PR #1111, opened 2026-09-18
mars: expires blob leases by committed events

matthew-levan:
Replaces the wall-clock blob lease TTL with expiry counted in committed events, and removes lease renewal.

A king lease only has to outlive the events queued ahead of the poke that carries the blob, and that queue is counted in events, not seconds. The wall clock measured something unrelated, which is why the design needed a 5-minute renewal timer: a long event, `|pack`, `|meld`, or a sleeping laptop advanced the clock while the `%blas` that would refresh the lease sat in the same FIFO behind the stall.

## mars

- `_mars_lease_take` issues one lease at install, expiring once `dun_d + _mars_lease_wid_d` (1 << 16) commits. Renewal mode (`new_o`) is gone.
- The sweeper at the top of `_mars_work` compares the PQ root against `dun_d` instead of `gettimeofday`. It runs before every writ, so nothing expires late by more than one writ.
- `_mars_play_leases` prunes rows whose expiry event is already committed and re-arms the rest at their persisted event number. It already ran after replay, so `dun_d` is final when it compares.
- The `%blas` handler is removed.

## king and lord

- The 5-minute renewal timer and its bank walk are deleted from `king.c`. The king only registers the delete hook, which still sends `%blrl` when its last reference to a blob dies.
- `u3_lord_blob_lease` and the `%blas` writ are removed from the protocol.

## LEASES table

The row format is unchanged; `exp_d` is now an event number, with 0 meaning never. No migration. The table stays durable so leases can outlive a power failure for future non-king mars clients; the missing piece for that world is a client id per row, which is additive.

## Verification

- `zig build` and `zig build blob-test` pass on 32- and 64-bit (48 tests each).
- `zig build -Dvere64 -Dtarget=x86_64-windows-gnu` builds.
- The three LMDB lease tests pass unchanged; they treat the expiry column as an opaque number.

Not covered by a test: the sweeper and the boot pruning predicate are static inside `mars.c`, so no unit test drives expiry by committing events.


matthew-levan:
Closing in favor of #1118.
------------------------------------------------------------------------
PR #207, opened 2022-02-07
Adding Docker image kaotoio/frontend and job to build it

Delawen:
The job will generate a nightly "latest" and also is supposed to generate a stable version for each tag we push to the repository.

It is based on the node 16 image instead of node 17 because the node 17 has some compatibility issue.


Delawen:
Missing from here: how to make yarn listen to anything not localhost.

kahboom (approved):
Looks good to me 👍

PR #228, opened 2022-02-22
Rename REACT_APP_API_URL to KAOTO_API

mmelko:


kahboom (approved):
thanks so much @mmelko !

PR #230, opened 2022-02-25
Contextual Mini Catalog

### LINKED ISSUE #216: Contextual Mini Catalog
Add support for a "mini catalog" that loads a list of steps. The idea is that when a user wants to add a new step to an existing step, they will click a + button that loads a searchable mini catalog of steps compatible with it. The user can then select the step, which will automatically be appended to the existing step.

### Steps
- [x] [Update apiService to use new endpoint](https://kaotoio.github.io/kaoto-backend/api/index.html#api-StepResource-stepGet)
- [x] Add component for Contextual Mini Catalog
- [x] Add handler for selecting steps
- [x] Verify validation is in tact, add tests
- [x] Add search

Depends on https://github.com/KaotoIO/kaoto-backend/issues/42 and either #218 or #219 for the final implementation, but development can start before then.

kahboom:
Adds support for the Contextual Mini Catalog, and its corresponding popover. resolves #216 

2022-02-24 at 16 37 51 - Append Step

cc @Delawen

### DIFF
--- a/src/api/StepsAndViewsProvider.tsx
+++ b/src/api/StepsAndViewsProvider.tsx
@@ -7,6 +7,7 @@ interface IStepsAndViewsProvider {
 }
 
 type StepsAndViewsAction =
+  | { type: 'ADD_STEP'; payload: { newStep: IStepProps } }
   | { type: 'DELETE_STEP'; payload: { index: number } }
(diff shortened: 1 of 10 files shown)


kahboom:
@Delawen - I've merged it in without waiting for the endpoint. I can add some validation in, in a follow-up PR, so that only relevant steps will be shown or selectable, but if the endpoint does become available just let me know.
------------------------------------------------------------------------
• _INSTRUCTIONS FOR THE TASK_: Reproduce exactly the entries above, limited to the lines from the one with "Replaces the wall-clock" through the one with "## king and lord", both included.

• _RESULT_:
Replaces the wall-clock blob lease TTL with expiry counted in committed events, and removes lease renewal.

A king lease only has to outlive the events queued ahead of the poke that carries the blob, and that queue is counted in events, not seconds. The wall clock measured something unrelated, which is why the design needed a 5-minute renewal timer: a long event, `|pack`, `|meld`, or a sleeping laptop advanced the clock while the `%blas` that would refresh the lease sat in the same FIFO behind the stall.

## mars

- `_mars_lease_take` issues one lease at install, expiring once `dun_d + _mars_lease_wid_d` (1 << 16) commits. Renewal mode (`new_o`) is gone.
- The sweeper at the top of `_mars_work` compares the PQ root against `dun_d` instead of `gettimeofday`. It runs before every writ, so nothing expires late by more than one writ.
- `_mars_play_leases` prunes rows whose expiry event is already committed and re-arms the rest at their persisted event number. It already ran after replay, so `dun_d` is final when it compares.
- The `%blas` handler is removed.

## king and lord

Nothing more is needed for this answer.